No one advocates this. They only single out Israel and in so doing split an otherwise amazingly diverse community where all members are about as close to equal as I think you can get. Perhaps such a fair and unbiased policy would rule out too many products. In which case the idea of a boycott based on the human rights record of a nation's government has to be either narrowed (in which case I doubt Israel would be included) or abandoned.
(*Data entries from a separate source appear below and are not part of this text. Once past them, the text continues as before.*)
PR #1559, opened 2022-02-18
fix(imageUpload): fixes uploaded images being added to the wrong chat when changing during NSFW check

cmckelvy42:
**What this PR does** 📖
assigns the address in the store for uploaded images to be the one from the time the upload is initiated, not the one at the time the file has finished processing.
Previously, changing chats while an image is in the NSFW check phase would cause it to get added to the wrong chat's files array. This fixes this.

**Additional comments** 🎤
the store solution @josephmcg used for upload persists is a nice one that solves some problems I couldn't figure out how to work around, and investigating how his solution worked is what led me to finding this bug that would've affected both our solutions

### DIFF
--- a/components/views/files/upload/Upload.vue
+++ b/components/views/files/upload/Upload.vue
@@ -74,6 +74,7 @@ export default Vue.extend({
     },
   },
   mounted() {
+    console.log('test')
     this.files = cloneDeep(this.chat.files?.[this.recipient.address]) ?? []
   },
   methods: {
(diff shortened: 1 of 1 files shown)


molimauro (approved):

molimauro:
Can you add this line `this.$parent.$data.showFilePreview = this.files.length > 0` in the recipient watcher (line 73)? This is needed because if you go from a chat with files to another with 0 files the chatbar corners remain sharp. Thanks!

josephmcg (approved):

Issue #110, opened 2016-04-27
Improve performance of performing diffs


erran-r7:
See also #109 which is a research spike where we'll document any reasons diffs may currently be slow.

athompson-r7:
#128 May be a solution to this, depending what you are doing.

Also see my notes about splay in #111

erran-r7:
@bcall-r7 were this (and #109) solved by #187?

erran-r7:
Closing due to issue age.

PR #128, opened 2016-05-11
Feature: Diff individual stacks

fmitchell-r7:
This makes the `convection diff` command behave the same way the `convection converge` command does. It takes an optional `STACK` argument, the name of the stack to diff up to. If the stack name's given, the diff will halt at the named stack.

### DIFF
--- a/bin/convection
+++ b/bin/convection
@@ -26,15 +26,15 @@ module Convection
       end
     end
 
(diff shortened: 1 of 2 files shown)


jmanero-r7:
👍 Looks good

erran-r7:
:shipit: looks good to me. As @athompson-r7 pointed out this will help out with #110. cc @bturner-r7

PR #131, opened 2016-06-02
Fix #130 - Support after_update/before_update task types

### LINKED ISSUE #130: Support before/after update tasks around stack updates
- [ ] Create a new `before_update` task category
- [ ] Create a new `after_update` task category
- [ ] Run update tasks before/after the update phase

See also https://github.com/rapid7/convection/issues/114 and https://github.com/rapid7/convection/issues/120.

erran-r7:
Fix #130:

>- [x] Create a new `before_update` task category
>- [x] Create a new `after_update` task category
>- [x] Run update tasks before/after the update phase
>
>See also https://github.com/rapid7/convection/issues/114 and https://github.com/rapid7/convection/issues/120.

### DIFF
--- a/lib/convection/control/stack.rb
+++ b/lib/convection/control/stack.rb
@@ -84,7 +84,7 @@ module Convection
         @id = nil
         @outputs = {}
         @resources = {}
-        @tasks = { after_create: [], after_delete: [], before_create: [], before_delete: [] }
+        @tasks = { after_create: [], after_delete: [], after_update: [], before_create: [], before_delete: [], before_update: [] }
         instance_exec(&block) if block
         @current_template = {}
         @last_event_seen = nil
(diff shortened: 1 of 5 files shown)


erran-r7:
I fixed the 👮 violation in 9a88cc9. Local rake passes. Clearly wasn't running the whole rake suite (just tests) earlier.

lib/convection/control/stack.rb
```diff
@@ -178,7 +178,16 @@ def apply(&block)
           o[:capabilities] = capabilities
         end
 
-        if exist?
+        ## Execute before create tasks
+        before_task_type = exist? ? :before_update : :before_create
+        @tasks[before_task_type].delete_if do |task|
```
simonirwin-r7: I think that we should only call the `before_update` task *if* the stack has changes to be applied

erran-r7: @simonirwin-r7 good point! I agree and overlooked it initially. 👍

erran-r7: Resolved in c5b96224168ac559bba02c48d4cdde29b5b596bb.

PR #132, opened 2016-06-06
Fix #129 - Add an assume_role_policy DSL method to iam_role

### LINKED ISSUE #129: Make custom trust relationships easier
This should be simpler than writing out the following:

```ruby
iam_role 'CloudHealthIAMRole' do
  # You must define a policy specifically and use "self" from within the `iam_role` DSL
  # method to define a different policy for the trust relationship.
  self.trust_relationship = Convection::Model::Mixin::Policy.new(:name => "CloudHealth-assumerole", :template => @template)

  trust_relationship.allow do
    action 'sts:AssumeRole'
    principal :AWS => "arn:aws:iam::#{CLOUDHEALTH_ACCOUNT}:root"
    condition :StringEquals => { "sts:ExternalId" => CLOUDHEALTH_EXTERNALID }
  end

  ...
end
```

erran-r7:
Fix #129

### DIFF
--- a/lib/convection/model/template/resource/aws_iam_role.rb
+++ b/lib/convection/model/template/resource/aws_iam_role.rb
@@ -6,6 +6,11 @@ module Convection
       module Resource
         ## Role DSL
         module IAMRole
+          def assume_role_policy(policy_name, &block)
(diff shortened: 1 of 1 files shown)


fmitchell-r7:
👍 Thanks for making this easier! :shipit:

PR #133, opened 2016-06-10
Support vpn

simonirwin-r7:
I'd like to revisit this at some stage to add some sugar to more easily link up the different resources.

Need to add an example to the docs, too.

### DIFF
--- a/lib/convection/model/template/resource/aws_ec2_customer_gateway.rb
+++ b/lib/convection/model/template/resource/aws_ec2_customer_gateway.rb
@@ -11,7 +11,7 @@ module Convection
           include Model::Mixin::Taggable
 
           type 'AWS::EC2::CustomerGateway'
-          property :conn_type, 'Type'
+          property :connection_type, 'Type'
           property :bgp_asn, 'BgpAsn'
           property :ip_address, 'IpAddress'
 
--- a/lib/convection/model/template/resource/aws_ec2_customer_gateway.rb
+++ b/lib/convection/model/template/resource/aws_ec2_customer_gateway.rb
@@ -1,0 +1,27 @@
+require_relative '../resource'
+
+module Convection
+  module Model
+    class Template
+      class Resource
+        ##
+        # AWS::EC2::CustomerGateway
+        ##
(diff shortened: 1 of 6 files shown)


lib/convection/model/template/resource/aws_ec2_vpn_connection.rb
```diff
@@ -0,0 +1,28 @@
...
+    class Template
+      class Resource
+        ##
+        # AWS::EC2::VPNConnection
+        ##
+        class EC2VPNConnection < Resource
+          include Model::Mixin::Taggable
+
+          type 'AWS::EC2::VPNConnection'
+          property :conn_type, 'Type'
```
erran-r7: Why use `:conn_type`? Let's use `connection_type` since `type` is taken. It's more clear.

lib/convection/model/template/resource/aws_ec2_customer_gateway.rb
```diff
@@ -0,0 +1,27 @@
...
+    class Template
+      class Resource
+        ##
+        # AWS::EC2::CustomerGateway
+        ##
+        class EC2CustomerGateway < Resource
+          include Model::Mixin::Taggable
+
+          type 'AWS::EC2::CustomerGateway'
+          property :conn_type, 'Type'
```
erran-r7: > Why use `:conn_type`? Let's use `connection_type` since `type` is taken. It's more clear.

lib/convection/model/template/resource/aws_ec2_vpn_gateway.rb
```diff
@@ -0,0 +1,25 @@
...
+    class Template
+      class Resource
+        ##
+        # AWS::EC2::VPNGateway
+        ##
+        class EC2VPNGateway < Resource
+          include Model::Mixin::Taggable
+
+          type 'AWS::EC2::VPNGateway'
+          property :conn_type, 'Type'
```
erran-r7: > Why use `:conn_type`? Let's use `connection_type` since `type` is taken. It's more clear.

PR #135, opened 2016-06-27
Fix a typo in the aws_s3_bucket.rb resource

erran-r7:
See also https://github.com/rapid7/convection/commit/782208968f#diff-7126ecd8a0f873d6bdeffcaf269fb9a7R15 where this typo was introduced.

cc @jmanero-r7 @athompson-r7 @simonirwin-r7 @abegley-r7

Boycotts of individual companies based on company policy seem completely different. But to boycott a company like Meditalia over the policies of Netanyahu makes no sense unless you apply the criteria of the boycott to all nations, not just Israel.
If the BDS movement pushed for a fair, unbiased and consistent boycott, I might agree with them. But they don't. They single out ONE nation and that one not even the one with the worst human rights record and that leads me to wonder why.